# [Required action]
Here is the task for the records below: repeat exactly the lines from the one with "Also image links" to the one with "Fair use in", both included, and nothing else.
________________
PR #1569, opened 2018-08-08
Partial list of KaTeX users

### LINKED ISSUE #305: "Built with KaTeX" page
I was thinking it might be cool to show off other projects that are built using KaTeX.  Three.js does this, imo, to great effect: http://threejs.org/.

I saw a cool project on HN this morning that uses KaTeX: 
- https://news.ycombinator.com/item?id=9863152 
- https://github.com/AndrewBelt/hack.chat

Does anyone know of other projects?  Is there a way to search for projects that us KaTeX?

edemaine:
Fix #305 (though work should be ongoing) by incorporating users from that issue.  Also render project names.  Screenshot:

image


website/siteConfig.js
```diff
@@ -14,12 +14,84 @@ const baseUrl = process.env.BASE_URL || (process.env.CONTEXT ? '/' : '/KaTeX/');
...
+        pinned: true,
+    },
+    {
+        caption: 'hack.chat',
+        image: 'https://hack.chat/apple-icon-180x180.png',
+        infoLink: 'https://hack.chat/',
+        pinned: true,
+    },
+    {
+        caption: 'Khan Academy',
```
ylemkimon: I think Khan Academy should be on a separate section or the first, as this project is maintained by them.

ylemkimon:
Many of logos are trademark and some may have a guideline, which may not allow using them in our site. I think we should search for logo guidelines and contact them if necessary.

Also image links can break someday. I think we need to use image hosting such as Imgur or commit them to the repo.

ylemkimon:
I wonder using logos here qualifies as a Fair use.

ylemkimon:
* Observable (https://beta.observablehq.com)
* Rocket.Chat (https://rocket.chat/)
* pandoc (https://pandoc.org/)

edemaine:
> Many of logos are trademark and some may have a guideline, which may not allow using them in our site. I wonder using them here qualifies as a Fair use. If not, I think we should search for logo guidelines and contact them if necessary.

Good point.  https://en.wikipedia.org/wiki/Wikipedia:Logos discusses this issue at length.  One relevant quote:

> Note that it is not necessary to seek formal permission from the owner in advance of using its logo, so long as the usage is [fair use](https://en.wikipedia.org/wiki/Fair_use), does not create any impression that the logo is associated with Wikipedia or endorses either Wikipedia or the article in which the logo appears, and does not create any reasonable grounds for complaint by the owner.

Fair use in the US is governed by four factors: whether the use is commercial (no for KaTeX) and/or educational (probably yes); the nature of the work (a logo); the amount of the work used (all, though often low-resolution); and the effect on the market value (I believe we're only increasing the linked product value by linking to them, and I doubt the logo itself would ever be sold).  There are no hard-and-fast rules, and I am not a lawyer, but my impression is that these uses would qualify (and Wikipedia's read seems to be the same).

Regarding the "association": I think it's clear that the linked logos are from the linked projects, not ours.  (And even more so with the text labels.)  So should be good here.

Regarding the "reasonable grounds": If we listed a project that doesn't actually use KaTeX, or if their use of KaTeX were somehow a secret, I could imagine a complaint.  Otherwise, I don't expect one, and I think we can reasonably include the images and take them down if we get a take-down notice.

I tried to link to official logo URLs whenever possible, and otherwise Twitter/Tumblr profile pictures, but it's true that any of them could move and we'd have to monitor that.  (We have the same issue with badges, though their APIs are usually better defined.)  I believe it's simpler copyright-wise if we link to remote pictures instead of including copies on our own repo/website (but the trademark issue is unchanged), so I'd personally prefer to keep these as-is.

Here are the logo guidelines I've been able to find:
* https://en.facebookbrand.com/assets/messenger-toolkit-2 seems fine, except it says not to use the word "Facebook".  I'll remove that.
* https://www.dropbox.com/branding mentions it's fine to use the logo to link to Dropbox, though it does say we should write them about "promotional" use, which this may qualify as.

Probably good to have @kevinbarabash weigh in here.

website/siteConfig.js
edemaine: OK, maybe KA first and the rest alphabetical (i.e. as is)?

edemaine:
I added many of the projects that @ylemkimon listed.

I'm not sure what to do with the ones that have plugins.  For now, I've listed ones that have an "official" plugin for KaTeX, but not the others.  I'm not sure I know the right definition of "official" though...

Pandoc doesn't seem to have a logo, though [it's been discussed](https://groups.google.com/forum/#!topic/pandoc-discuss/1bKIuyBnWaQ%5B1-25%5D).  Not sure how we want to list projects without a logo...  Maybe a second list at the bottom of projects without images?

New screenshot:

image

website/siteConfig.js
```diff
@@ -22,12 +22,126 @@ embed.register('stylesheet',
...
         pinned: true,
     },
+    {
+        caption: 'Gitter',
+        image: 'https://assets.gitlab-static.net/uploads/-/system/project/avatar/3601513/gitter_logo.png',
+        infoLink: 'https://gitter.im/',
+        pinned: true,
+    },
+    {
+        caption: 'Gatsby',
```
ylemkimon: `Gatsby` is alphabetically before `GitLab`.

website/siteConfig.js
```diff
@@ -22,12 +22,126 @@ embed.register('stylesheet',
...
+    },
+    {
+        caption: 'Spinning Numbers',
+        image: 'https://spinningnumbers.org/i/sn_logo2.svg',
+        infoLink: 'https://spinningnumbers.org/',
+        pinned: true,
+    },
+    {
+        caption: 'StackEdit',
+        image: 'https://cdn.rawgit.com/benweet/stackedit/master/static/landing/favicon.ico',
```
ylemkimon: High resolution logo seems to be available in https://github.com/benweet/stackedit/blob/master/src/assets/iconStackedit.svg and https://github.com/benweet/stackedit/blob/master/src/assets/favicon.png.

kevinbarabash:
Here's the correct logo for Khan Academy.  It's mainly a color change.

q1lgyhsq

edemaine:
@kevinbarabash Is there a public URL for that logo?

kevinbarabash:
@edemaine their resizing algorithm leaves much to be desired.  It should be okay 🤞 since we're scaling image down.  I'm sure we're hosting it some in fastly too... I'll try to track down the URL but the one you posted is fine for now.

ylemkimon:
- Gitter: https://gitlab.com/gitlab-org/gitter/webapp/issues/1966

I've created issues on where public issue tracker is available.

ylemkimon:
https://github.com/bokeh/bokeh/issues/8167#issuecomment-412944140
> Just FYI Bokeh does not use KaTex directly, at least not yet. We have published one example that shows how users can create a custom extension themselves, that integrates KaTeX output into a Bokeh plot. We'd like to make KaTeX output a fully supported buit-in feature, but I'm not sure when that might be able to happen.

edemaine:
@ylemkimon Can you ask for a linkable URL? Or is this goal futile and we should we add this one to the repo?

ylemkimon:
@edemaine It seems it's from the internal guideline. As we got permissions to use them, I think we can commit image files to the repo.

website/siteConfig.js
```diff
@@ -22,15 +22,123 @@ embed.register('stylesheet',
 
 /* List of projects/orgs using your project for the users page */
 const users = [
```
ylemkimon: The `pinned` property of users are not used.

website/siteConfig.js
```diff
@@ -22,15 +22,123 @@ embed.register('stylesheet',
...
+    },
+    {
+        caption: 'Gitter',
+        image: 'https://assets.gitlab-static.net/uploads/-/system/project/avatar/3601513/gitter_logo.png',
+        infoLink: 'https://gitter.im/',
+        pinned: true,
+    },
+    {
+        caption: 'Gradescope',
+        image: '../img/gradescope_logo.png',
```
ylemkimon: This should be `baseUrl + 'img/gradescope_logo.png'`

kevinbarabash:
Looks good except the Rocket.Chat logo URL is broken.

screen shot 2018-08-16 at 10 00 02 pm

website/siteConfig.js
edemaine: I've removed all `pinned` properties.

edemaine:
I implemented @ylemkimon's comments. @kevinbarabash That image loads fine for me, in local testing and on netlify.  Are you using Chrome or another browser?  It is an SVG image, but I thought that worked on all browsers...

image

ylemkimon:
Maybe it's because RawGit is recommending using a specific tag or commit hash in the CDN URL (not a branch).

edemaine:
@ylemkimon Good catch. I've switched to a specific commit.

mbourne:
You may wish to add https://www.intmath.com/
Here's a logo: https://www.intmath.com/intmath-logo.svg

kevinbarabash:
@mbourne PRs are welcome. 🙂

edemaine:
Added in #1635

PR #1575, opened 2018-08-09
Enable stylelint-config-standard, lint CSS files

ylemkimon:


website/static/static/index.css
```diff
@@ -63,17 +64,14 @@ b {
     background: rgba(255, 255, 255, 0.1);
 }
 
-.demo {
```
kevinbarabash: I thought for a second it detected an unused style, but then I see it merged styles.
________________
# [Written reply]
Also image links can break someday. I think we need to use image hosting such as Imgur or commit them to the repo.

ylemkimon:
I wonder using logos here qualifies as a Fair use.

ylemkimon:
* Observable (https://beta.observablehq.com)
* Rocket.Chat (https://rocket.chat/)
* pandoc (https://pandoc.org/)

edemaine:
> Many of logos are trademark and some may have a guideline, which may not allow using them in our site. I wonder using them here qualifies as a Fair use. If not, I think we should search for logo guidelines and contact them if necessary.

Good point.  https://en.wikipedia.org/wiki/Wikipedia:Logos discusses this issue at length.  One relevant quote:

> Note that it is not necessary to seek formal permission from the owner in advance of using its logo, so long as the usage is [fair use](https://en.wikipedia.org/wiki/Fair_use), does not create any impression that the logo is associated with Wikipedia or endorses either Wikipedia or the article in which the logo appears, and does not create any reasonable grounds for complaint by the owner.

Fair use in the US is governed by four factors: whether the use is commercial (no for KaTeX) and/or educational (probably yes); the nature of the work (a logo); the amount of the work used (all, though often low-resolution); and the effect on the market value (I believe we're only increasing the linked product value by linking to them, and I doubt the logo itself would ever be sold).  There are no hard-and-fast rules, and I am not a lawyer, but my impression is that these uses would qualify (and Wikipedia's read seems to be the same).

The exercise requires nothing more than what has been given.